# The New Girl



## Dthbyhoyt

:welcome: 2 ArcheryTalk


----------



## xshot1

welcome


----------



## Tim Roberts

:wav: :yo: *G'day.*







to *Archery Talk* sippycup2010. Have fun here.


----------



## BWiz

:welcomesign: to AT!!


----------



## SCBOWHUNTER903

welcome to AT


----------



## Bowhuntr64

:wav: Welcome to AT


----------



## buckchaser86

Welcome to AT!!


----------



## rcmjr

Welcome!


----------



## wicked1Joe

:wav:
*Welcome to AT*

You guys are pretty close just a few minutes up the hill


----------



## trykon_buck

Welcome aboard, glad to have ya! :cheers:


----------



## asa1485




----------



## rycountryboy

*:welcome: to AT*


----------



## JoeBuck1975

*Welcome from Jersey*

Just joined myself. Welcome!


----------



## ORIONRZ

Also joined a little while ago; quite overwhelming at the amount of use here. Will be searching in FAQ to avoid duplications if possible


----------



## joelpresmyk8

Welcome to archery talk!


----------



## AlphaBROmax32

im new too, should be able to find a lot of info on here though. good luck finding a bow!


----------



## MathewsDXTG5

Welcome to at


----------



## ArmyArcher63

Well, I finally found your first post. Hello Baby :cheers: :wav::welcome::wav: :dancing:


----------



## bushmasterar15

Welcome


----------



## 2K6S2K

Welcomer to AT!


----------



## sippycup2010

ArmyArcher63 said:


> Well, I finally found your first post.
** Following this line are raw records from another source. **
PR #28331, opened 2021-06-08
Add blog post about avoiding the default address when using kubeadm

MikeSpreitzer:
Add blog post describing all the steps to take when using kubeadm to
create a cluster in which each node's default address _must not_ be
used in any kubernetes configuration.

### DIFF
--- a/content/en/blog/_posts/2021-06-08-Kubeadm-Avoid-Default-Address.md
+++ b/content/en/blog/_posts/2021-06-08-Kubeadm-Avoid-Default-Address.md
@@ -39,7 +39,7 @@ Kubernetes.
 
 You may also like to read a related blog post, [Kubernetes Setup Using
 Ansible and
-Vagrant](https://kubernetes.io/blog/2019/03/15/kubernetes-setup-using-ansible-and-vagrant/).
+Vagrant](/blog/2019/03/15/kubernetes-setup-using-ansible-and-vagrant/).
 In contrast, the post at hand is about comprehensively overriding the
 default address and not being specific to one form of automation.
 
--- a/content/en/blog/_posts/2021-06-08-Kubeadm-Avoid-Default-Address.md
+++ b/content/en/blog/_posts/2021-06-08-Kubeadm-Avoid-Default-Address.md
@@ -33,7 +33,7 @@ needed results are getting the desired address to appear in the
 following places.
 
 - The IP address that the kube-apiserver puts in its Endpoints object.
-- The Subject Alternative Name list of the x509 certificate generated
+- The Subject Alternative Name list of the X.509 certificate generated
   for the kube-apiserver.
 - The IP address that appears in the `kubeadm join` commands that
   `kubeadm` outputs.
--- a/content/en/blog/_posts/2021-06-08-Kubeadm-Avoid-Default-Address.md
+++ b/content/en/blog/_posts/2021-06-08-Kubeadm-Avoid-Default-Address.md
@@ -225,7 +225,7 @@ good.  The kube-apiserver's EndpointSlice objects look good.
 ```
 root@init1:~# kubectl get endpointslices kubernetes
 NAME         ADDRESSTYPE   PORTS   ENDPOINTS        AGE
-kubernetes   IPv4          6443    192.168.56.101   11h
+kubernetes   IPv4          6443    192.168.56.101   30s
 ```
 
 This control plane node has the right IPv4 address but is not ready,
--- a/content/en/blog/_posts/2021-06-08-Kubeadm-Avoid-Default-Address.md
+++ b/content/en/blog/_posts/2021-06-08-Kubeadm-Avoid-Default-Address.md
@@ -183,7 +183,7 @@ default       kubernetes   192.168.56.101:6443   30s
 kube-system   kube-dns     <none>                14s
 ```
 
-The control node has the right address but is not ready.
+This control plane node has the right IPv4 address but is not ready
 Investigation (not shown here) shows that it is because there is no
 network plugin yet.
 
--- a/content/en/blog/_posts/2021-06-08-Kubeadm-Avoid-Default-Address.md
+++ b/content/en/blog/_posts/2021-06-08-Kubeadm-Avoid-Default-Address.md
@@ -220,19 +220,16 @@ on the one control node and noting the `kubeadm join` command that was
 printed at the end.
 
 Next I used `kubectl` to look around an verify that everything looks
-good.  The kube-apiserver's EndpointSlice objects look good; the DNS
-servers are not in business yet because I have not install the
-network plugin yet.
+good.  The kube-apiserver's EndpointSlice objects look good.
 
 ```
-root@init1:~# kubectl get endpointslices --all-namespaces
-NAMESPACE     NAME             ADDRESSTYPE   PORTS        ENDPOINTS               AGE
-default       kubernetes       IPv4          6443         192.168.56.117          10h
-kube-system   kube-dns-8zjqs   IPv4          9153,53,53   10.244.0.2,10.244.0.3   10h
+root@init1:~# kubectl get endpointslices kubernetes
+NAME         ADDRESSTYPE   PORTS   ENDPOINTS        AGE
+kubernetes   IPv4          6443    192.168.56.101   11h
 ```
 
 This control plane node has the right IPv4 address but is not ready,
-also because there is no network plugin installed yet.  Checking node
+because there is no network plugin installed yet.  Checking node
 status reveals:
 
 ```
--- a/content/en/blog/_posts/2021-06-08-Kubeadm-Avoid-Default-Address.md
+++ b/content/en/blog/_posts/2021-06-08-Kubeadm-Avoid-Default-Address.md
@@ -1,0 +1,285 @@
+---
+layout: blog
+title: "Avoiding the Default Address when Using kubeadm to Create a Cluster"
+date: YYYY-MM-DD
+slug: avoiding-the-default-address-when-using-kubeadm-to-create-a-cluster
+---
+
+**Authors:** Mike Spreitzer
+
+When using `kubeadm` to create a cluster, the default behavior is to
+take the default address of each node as the address to use in every
+sort of Kubernetes configuration --- and sometimes this is entirely
+wrong.  I am concerning myself here only with IPv4; extension to IPv6
+and dual-stack should be follow the same lines.  The default address
+of a node is the address of the network interface that appears in the
+default route.  In some use cases, this default address is not
+reachable from other nodes and so _must not_ be used in any part of
+Kuberntes configuration.  In a recent adventure of mine, this arose
+because each node is a VirtualBox VM that uses what VirtualBox calls a
+"NAT network adapter" to get connectivity to the outside world.  You
+may have other use cases, perhaps involving containers.
+
+In this post I will look at how to make all of the changes needed for
+a single-control-node cluster.  I have not yet attempted multiple
+control nodes, and the solution will need further work for that case.
+The needed results are getting the desired address to appear in the
+following places.
+
+- The IP address that the kube-apiserver puts in its Endoints object.
+- The Subject Alternative Name list of the x509 certificate generated
+  for the kube-apiserver.
+- The IP address that appears in the `kubeadm join` commands that
+  `kubeadm` outputs.
+- The InternalIP type of address that each kubelet puts into its
+  Node's status.
+
+This post describes work done with version 1.21.1 of kubeadm and
+kubernetes.
+
+You may also like to read a related blog post, [Kubernetes Setup Using
+Ansible and
+Vagrant](https://kubernetes.io/blog/2019/03/15/kubernetes-setup-using-ansible-and-vagrant/).
+In contrast, the post at hand is about comprehensively overriding the
+default address and not being specific to one form of automation.
+
+As an added bonus, I will also mention how to stop DHCP from assigning
+the same address to every node for networks where that is not desired.
+This comes first because everything else depends on it; you can skip
+that section if you are not having that problem.
+
+## Getting DHCP to assign unique addresses
+
+This is a problem that I had when using a common Ubuntu 20.04 snapshot
+to base my various VMs on.  This snapshot includes a file named
+`/etc/machine-id`, and so all my VMs get the same content in that file
+(unless I take extra steps).  This is relevant because in Ubuntu
+20.04, the default DHCP client is `systemd.networkd`, and its default
+configuration causes it to send an explicit "DHCP client identifier"
+(in addition to the client MAC address) in each request and that
+identifier is derived from `/etc/machine-id` and _not_ the relevant
+network interface's MAC address.  When an explicit client ID is
+supplied, the DHCP server uses only that --- not also the client MAC
+address.  Howevever, rather than having to tweak each derived VM, I
+tweaked the common snapshot to make the DHCP client eschew that
+explicit client ID --- leaving the DHCP server to look only at the
+client's MAC address.  The relevant bit of `systemd.networkd`
+configuration is normally driven by a higher level tool called
+`netplan`.  I tweaked its configuration by creating a drop-in file
+named `/etc/netplan/10-enp0s8.yaml` (because `enp0s8` is the name of
+the network interface that I want to get a distinct IPv4 address on
+each node) with the following contents.
+
+```yaml
+network:
+  ethernets:
+    enp0s8:
+      dhcp4: true
+      dhcp-identifier: mac
+  version: 2
+```
+
+## The kube-apiserver's address in its Endpoints object
+
+The default for this can be overridden by passing
+`--advertise-address=${desired_address}` on the kube-apiservers's
+command line.  You can get `kubeadm init` to do that either with a
+command line flag or a bit of configuration file content.  The command
+line flag would be `--apiserver-advertise-address=192.168.56.101`,
+assuming the desired address for the control node is 192.168.56.101.
+I will use that example address throughout this post.
+
+I used a configuration file, named `ka-init.conf`.  The following
+content will get this job done.
+
+```yaml
+apiVersion: kubeadm.k8s.io/v1beta2
+kind: ClusterConfiguration
+apiServer:
+  extraArgs:
+    advertise-address: 192.168.56.101
+```
+
+## The Subject Alternative Name list in the kube-apiserver's certificate
+
+This job can be done with either a command line flag or a bit of
+config file contents.  The command line flag is
+`--apiserver-cert-extra-sans=192.168.56.101`.  The config file content
+sets the `apiServer.certSANS` of a `ClusterConfiguration` to hold the
+desired extra entries, such as `IP:192.168.56.101`.  Because the
+Subject Alternative Name list is a list, it is not functionally
+critical to make that list exclude the undesired default address.
+
+This job together with replacing the address
+that appears in the generated `kubeadm join` command can be done with
+a different command line flag or bit of configuration content.
+
+## The IP address in generated `kubeadm join` commands
+
+This is overridden with a command line flag or bit of config file
+contents.  This same bit of kubeadm configuration also gets the
+desired address into the kube-apisever's x509 certificate's Subject
+Alternative Name list.
+
+The command line flag is `--control-plane-endpoint=192.168.56.101`.
+
+The config file contents sets the `controlPlaneEndpoint` of a
+`ClusterConfiguration`.  Following is the cumulative config file
+content so far.
+
+```yaml
+apiVersion: kubeadm.k8s.io/v1beta2
+kind: ClusterConfiguration
+apiServer:
+  extraArgs:
+    advertise-address: 192.168.56.101
+controlPlaneEndpoint: 192.168.56.101
+```
+
+## Each node's InternalIP type of address
+
+The `kubeadm` tool takes no responsibility for configuring this.
+However, it is part of the problem at hand.  I solved it by looking
+into the `systemd` configuration for the kubelet and discovering that:
+- the kubelet command line includes `$KUBELET_EXTRA_ARGS`,
+- in a vanilla installation, nothing sets that variable,
+- the file `/etc/default/kubelet`, if it exists, is `source`d as part
+  of preparing the kubelet command line,
+- in a vanilla installation, that file does not exist.
+
+So I was able to use a simple solution that does not conflict with any
+maintained configuration.  On each node I create the file named
+`/etc/default/kubelet` and give it content like the following.
+
+```shell
+KUBELET_EXTRA_ARGS=--node-ip=192.168.56.101
+```
+
+Note: the kubelet also accepts a command line flag named `--address`,
+but that one does not get this job done.
+
+**Note well:** the proper content for this file is different on every
+node.
+
+## The grand finale
+
+With the above in place, I started creating my two-node cluster by
+executing
+
+```shell
+kubeadm init --config ka-init.conf
+```
+
+on the one control node and noting the `kubeadm join` command that was
+printed at the end.
+
+Next I used `kubectl` to look around an verify that everything looks
+good.  The kube-apiserver's Endpoints object looks good.
+
+```shell
+root@init1:~# kubectl get Endpoints -A
+NAMESPACE     NAME         ENDPOINTS             AGE
+default       kubernetes   192.168.56.101:6443   30s
+kube-system   kube-dns     <none>                14s
+```
+
+The control node has the right address but is not ready.
+Investigation (not shown here) shows that it is because there is no
+network plugin yet.
+
+```shell
+root@init1:~# kubectl get Node -o wide
+NAME    STATUS     ROLES                  AGE   VERSION   INTERNAL-IP      EXTERNAL-IP   OS-IMAGE             KERNEL-VERSION     CONTAINER-RUNTIME
+init1   NotReady   control-plane,master   40s   v1.21.1   192.168.56.101   <none>        Ubuntu 20.04.1 LTS   5.4.0-65-generic   docker://20.10.2
+```
+
+The pods look good, except for the DNS ones that are waiting for pod
+networking.
+
+```shell
+root@init1:~# kubectl get Pod -A -o wide
+NAMESPACE     NAME                            READY   STATUS    RESTARTS   AGE   IP               NODE     NOMINATED NODE   READINESS GATES
+kube-system   coredns-558bd4d5db-pgn9l        0/1     Pending   0          29s   <none>           <none>   <none>           <none>
+kube-system   coredns-558bd4d5db-xjdlp        0/1     Pending   0          29s   <none>           <none>   <none>           <none>
+kube-system   etcd-init1                      1/1     Running   0          41s   192.168.56.101   init1    <none>           <none>
+kube-system   kube-apiserver-init1            1/1     Running   0          41s   192.168.56.101   init1    <none>           <none>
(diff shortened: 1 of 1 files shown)


content/en/blog/_posts/2021-06-08-Kubeadm-Avoid-Default-Address.md
```diff
@@ -0,0 +1,285 @@
...
+sort of Kubernetes configuration --- and sometimes this is entirely
+wrong.  I am concerning myself here only with IPv4; extension to IPv6
+and dual-stack should be follow the same lines.  The default address
+of a node is the address of the network interface that appears in the
+default route.  In some use cases, this default address is not
+reachable from other nodes and so _must not_ be used in any part of
+Kuberntes configuration.  In a recent adventure of mine, this arose
+because each node is a VirtualBox VM that uses what VirtualBox calls a
+"NAT network adapter" to get connectivity to the outside world.  You
+may have other use cases, perhaps involving containers.
```
sftim, line 21: This'd work better with a bit of a back story / scene setting (IMO). You needed to deploy a hybrid cluster that runs partly on bare metal with interesting constraints. Your cluster will run NetworkPolicy smoketests so doesn't look like a typical CNI. You just can't get enough VirtualBox.

Tell the reader about your recent adventures (in brief) and you will hook them to read on.

content/en/blog/_posts/2021-06-08-Kubeadm-Avoid-Default-Address.md
```diff
@@ -0,0 +1,285 @@
...
+- The IP address that the kube-apiserver puts in its Endoints object.
+- The Subject Alternative Name list of the x509 certificate generated
+  for the kube-apiserver.
+- The IP address that appears in the `kubeadm join` commands that
+  `kubeadm` outputs.
+- The InternalIP type of address that each kubelet puts into its
+  Node's status.
+
+This post describes work done with version 1.21.1 of kubeadm and
+kubernetes.
```
sftim, line 38:
```suggestion
Kubernetes.
```

content/en/blog/_posts/2021-06-08-Kubeadm-Avoid-Default-Address.md
```diff
@@ -0,0 +1,285 @@
...
+
+You may also like to read a related blog post, [Kubernetes Setup Using
+Ansible and
+Vagrant](https://kubernetes.io/blog/2019/03/15/kubernetes-setup-using-ansible-and-vagrant/).
```
sftim, line 42:
```suggestion
Vagrant](/blog/2019/03/15/kubernetes-setup-using-ansible-and-vagrant/).
```

content/en/blog/_posts/2021-06-08-Kubeadm-Avoid-Default-Address.md
```diff
@@ -0,0 +1,285 @@
...
+network:
+  ethernets:
+    enp0s8:
+      dhcp4: true
+      dhcp-identifier: mac
+  version: 2
+```
+
+## The kube-apiserver's address in its Endpoints object
+
```
sftim, line 83: Maybe remind readers what an Endpoints is (I think the kube-apiserver creates a Service in the default namespace, and I'm not 100% sure on how the related Endpoints / EndpointSlices come into being) - it's a niche topic for some readers.

content/en/blog/_posts/2021-06-08-Kubeadm-Avoid-Default-Address.md
```diff
@@ -0,0 +1,285 @@
...
+```yaml
+apiVersion: kubeadm.k8s.io/v1beta2
+kind: ClusterConfiguration
+apiServer:
+  extraArgs:
+    advertise-address: 192.168.56.101
+```
+
+## The Subject Alternative Name list in the kube-apiserver's certificate
```
sftim, line 103: I'd actually write:
```suggestion
## The subjectAltName list in the kube-apiserver's certificate
```

content/en/blog/_posts/2021-06-08-Kubeadm-Avoid-Default-Address.md
```diff
@@ -0,0 +1,285 @@
...
+This job together with replacing the address
+that appears in the generated `kubeadm join` command can be done with
+a different command line flag or bit of configuration content.
+
+## The IP address in generated `kubeadm join` commands
+
+This is overridden with a command line flag or bit of config file
+contents.  This same bit of kubeadm configuration also gets the
+desired address into the kube-apisever's x509 certificate's Subject
+Alternative Name list.
```
sftim, line 122: nit:
```suggestion
desired address into the kube-apisever's X.509 certificate's
subjectAltName list.
```

content/en/blog/_posts/2021-06-08-Kubeadm-Avoid-Default-Address.md
```diff
@@ -0,0 +1,285 @@
...
+```
+
+## The Subject Alternative Name list in the kube-apiserver's certificate
+
+This job can be done with either a command line flag or a bit of
+config file contents.  The command line flag is
+`--apiserver-cert-extra-sans=192.168.56.101`.  The config file content
+sets the `apiServer.certSANS` of a `ClusterConfiguration` to hold the
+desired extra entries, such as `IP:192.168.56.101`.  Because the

Hello Baby :cheers: :wav::welcome::wav: :dancing:


Yea it only took you like 8 months Love ya babe:smile:


----------



## sippycup2010

*Thanks*

Thanks for the warm welcome Ive been sick since May and so has my puter but Im trying to get back up on my shooting and my form and on here so please bear with me I just put up some pics of my family and our bows its a family thang BTW I bought a Darton 600 pro series with carbon express arrows that have zebra striped fletching just like uncle Teds guitar and his vest .


----------



## sippycup2010

wicked1strings said:


> :wav:
> *Welcome to AT*
> 
> You guys are pretty close just a few minutes up the hill


Why where r u at?


----------



## BowArmory

*Welcome to AT !!!*


----------



## BowArmory Girl

Hi SippyCup !!!


----------



## sippycup2010

hello bowarmorygirl how r u


----------



## Baz59

congrats on finding the website and each others post  Welcome to AT!


----------